Clause (2) of s. 403 has no application to a case of this description. The decision of Walsh J. in -- 'Thangappa Nadar v. Neethimanicka Ndar'. 1943 Mad WN 1094 (B) has no bearing as charges under ss. 477-A and 409, Penal Code, were not framed together as in this case. Proceedings under S. 477-A were started at first and the learned Judge held that it did not bar proceedings being taken under S. 409 after conviction under S. 477-A, Penal Code, as the facts constituting the two offences were different and distinct.
(8) The learned Advocate for the petitioner raised several other legal contentions,but it is unnecessary for me to discuss them as the conviction has to be set aside on the first point itself.
(9) In the result, the Criminal Revision Petition is allowed and the conviction and sentence imposed by the Addl. Ist Class Magistrate, Narasaraopet, and confirmed on appeal by the Sessions Judge, Guntur, are set aside.
(10) Before concluding the judgment, I only wish to point out that it is regrettable that both the Courts below erred in not referring to and following the direct decision of Govinda Menon J., referred to 'supra', even though I understand from the learned Advocate for the petitioner who appeared in the Courts below that this decision was cited before them. It may be, as pointed out by me in -- 'Venkayya v. Seshayya', AIr 1954 Andhra 29 (C) and the unreported decision in -- 'Subba Reddi v. Govinda Reddi', Second Appeal, No. 574 of 1950, d/- 10-9-1954 (Andhra) (D) that this High Court which was inaugurated in July 1954, is not bound to blindly follow all the decisions of the Madras High Court and is entitled to examine the soundness or the correctness of those decisions in proper and appropriate cases.
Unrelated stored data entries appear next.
PR #961, opened 2023-01-05
Fix tariff sync rake task

jebw:
### Jira link

HOTT-????

### What?

I have added/removed/altered:

- [x] Fixed `rake tariff:sync`
- [x] Amended `rake tariff:download_and_apply` to `rake tariff:download_apply_and_reindex`
- [x] Lint fixes
- [x] Resolve warning from Rubocop

### Why?

I am doing this because:

- `rake tariff:sync` was broken
- download and apply doesn't convey that unlike other tariff tasks this is going to perform a very long running action
- linter was complaining
- linter was complaining

- Low

### DIFF
--- a/.rubocop.yml
+++ b/.rubocop.yml
@@ -64,7 +64,6 @@ Rails/UniqueValidationWithoutIndex:
 
 Style/Documentation:
   Enabled: false
-  EnforcedStyle: never
 
 Style/FrozenStringLiteralComment:
   Enabled: true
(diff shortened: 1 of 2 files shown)


willfish:
I think the warning is a false negative :thinking: . It actually has the effect I wanted at the time/I needed to dig into the implementation to work it out :eyes:

willfish (approved):

PR #963, opened 2023-01-06
HOTT-2228: Retry job or notify slack if ListDownloadFailedError is raised

maverickvi:
### Jira link

[HOTT-<2228>](https://transformuk.atlassian.net/browse/HOTT-2228)
https://transformuk.atlassian.net/browse/HOTT-2273

### What?

I have added/removed/altered:

- [ ] Raise error if status code is not 200
- [ ] Retry job or notify slack if ListDownloadFailedError is raised

### Why?

I am doing this because:

- We only want the code to execute if HTTP status code is 200
- We want to be notified on Slack or re-attempt failed job


jebw (commented):
Looks really good, I'm not sure we need to be checking the parameters of the requeue though - its enough just to know its been added back onto the queue?

willfish (approved):

PR #964, opened 2023-01-09
HOTT-2444: Use default date and time format for last_allocation_date

maverickvi:
### Jira link

[HOTT-<TODO>](https://transformuk.atlassian.net/browse/HOTT-2444)

### What?

I have added/removed/altered:

- [ ] Used default date and time format for last_allocation_date

### Why?

I am doing this because:

- We want a consistent Date/time format on our API so it doesn't cause issues for API consumers

Screenshot 2023-01-09 at 16 23 01


willfish:
Are there other places that use this field in the api and do we want to update them to be a non-date date?

willfish:
I'm thinking the quota search results for consistency for our frontend

willfish (approved):

PR #972, opened 2023-01-12
HOTT-1596: Adds implicit deletion to goods nomenclature primary

willfish:
### Jira link

https://transformuk.atlassian.net/browse/HOTT-1596

### What?

I have added/removed/altered:

- [x] Added implicit delete behaviour to goods nomenclature mapper
- [x] Added test coverage for the new behaviour

### Why?

I am doing this because:

- This is required to make sure we're clearing out indents that are no longer supplied at the end of the indent sequence (e.g. ironing boards being fixed by removal)


jebw (approved):
LGTM

PR #729, opened 2023-04-17
Adds `esc_url` to `add_query_arg` function calls

ibndawood:

This PR adds `esc_url` to all `add_query_arg` function calls.

1. Verify WooCommerce is installed and activated.
2. Verify Pinterest for WooCommerce plugin is installed and activated.
3. Navigate to `Marketing > Pinterest > Connection` and verify that you are able to disconnect (if already connected) and reconnect successfully.
4. Navigate to the site store by clicking on the `Visit Store` link.
5. Hover over the product thumbnails and click on the `Save` icon from `Pinterest`. Verify the product is saved to Pinterest.
6. Install `semgrep` using `brew install semgrep`
7. Clone this repository in a top-level folder: `git clone git@github.com:Automattic/wpscan-semgrep-rules.git`
8. Run `semgrep --no-git-ignore --text -c audit ../pinterest-for-woocommerce` for `semgrep` results. The results should not return any findings.

### Changelog entry

> Fix - unescaped `add_query_arg` function calls

### DIFF
--- a/class-pinterest-for-woocommerce.php
+++ b/class-pinterest-for-woocommerce.php
@@ -830,7 +830,7 @@ if ( ! class_exists( 'Pinterest_For_Woocommerce' ) ) :
 
 			set_transient( PINTEREST_FOR_WOOCOMMERCE_AUTH, $control_key, MINUTE_IN_SECONDS * 5 );
 
-			return self::get_connection_proxy_url() . 'login/' . PINTEREST_FOR_WOOCOMMERCE_WOO_CONNECT_SERVICE . '?' . $state;
+			return esc_url( self::get_connection_proxy_url() . 'login/' . PINTEREST_FOR_WOOCOMMERCE_WOO_CONNECT_SERVICE . '?' . $state );
 		}
 
 
--- a/src/API/Auth.php
+++ b/src/API/Auth.php
@@ -144,9 +144,11 @@ class Auth extends VendorAPI {
 			$query_args['view'] = sanitize_key( $view );
 		}
 
-		return add_query_arg(
-			$query_args,
-			admin_url( 'admin.php' )
+		return esc_url(
+			add_query_arg(
+				$query_args,
+				admin_url( 'admin.php' )
+			)
 		);
 	}
 }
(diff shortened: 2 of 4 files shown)


nima-karimi (commented):
Thanks, @ibndawood. The PR tests well, but I'm wondering if escaping is necessary in cases where the URL is neither stored in the DB nor displayed to the user. Only the `SaveToPinterest` file seems to be outputting the URL. In other cases, the URL is just fed to a redirect method. Do you think escaping those helps?

ibndawood:
Thank you, @nima-karimi, for your time and review.

> Do you think escaping those helps?

I agree that escaping should happen as late as possible, that is, when we output the string. However, there was a note in the original post read "_If the scanner picked it up, then really make sure that it’s not a risk, and even if it’s not, consider refactoring the code so that it doesn’t trigger a scan_". What do you recommend that we do here? Remove the escaping and let the code be as is as a false positive, or escape them to satisfy the scan results?

nima-karimi:
Hmm. The wpscan rule that is causing this false positive is this one: `wpscan-semgrep-rules/audit/php/wp/security/xss/query-arg.yml#L41`

This marks anything that returns an `add_query_arg` as unsafe. We could make a PR to remove that rule because it's too general. On the other hand, it is marked as a "warning" severity, so maybe it's good to keep it just in case the return value is outputted somewhere.

In this case, my opinion is to either leave it as a warning or add a comment so that semgrep ignores that line as a false positive:

```php
// nosemgrep: audit.php.wp.security.xss.query-arg
return add_query_arg(
	$query_args,
	admin_url( 'admin.php' )
);
```

ibndawood:
Thank you, @nima-karimi, for the explanation. I see the merit in your opinion. However, If it is okay with you, I'd like to keep the `esc_url` refactor to avoid any confusion about it being a false positive. 

More context: pcShBQ-MX-p2#comment-1679

nima-karimi (approved):
Thanks for the added context. That makes sense since I can't see any downside to escaping here. LGTM 👍

ibndawood:
Thank you, @nima-karimi.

(11) I also pointed out therein that those decision are entitled to the greatest respect and weight. But those observations ought not to be understood as implying that the Subordinate Courts in the State are entitled to ignore the direct decisions of the Madras High Court or to capriciously prefer the decisions of the other High Courts to the decisions of the Madras High Court. the Subordinate Courts in the State are primarily bound to follow the decisions of this Court. If there are no decisions of this Court directly governing the case, they ought to follow the decisions of the Madras High Coiurt as they have been previously doing in preference to the decisions of other High Courts. It is only when there are no decisions of this Court or the Madras High Court dealing with the point, they are free to follow the decision or other High Courts. The petitioner is set as liberty and bail bonds cancelled. Revision allowed.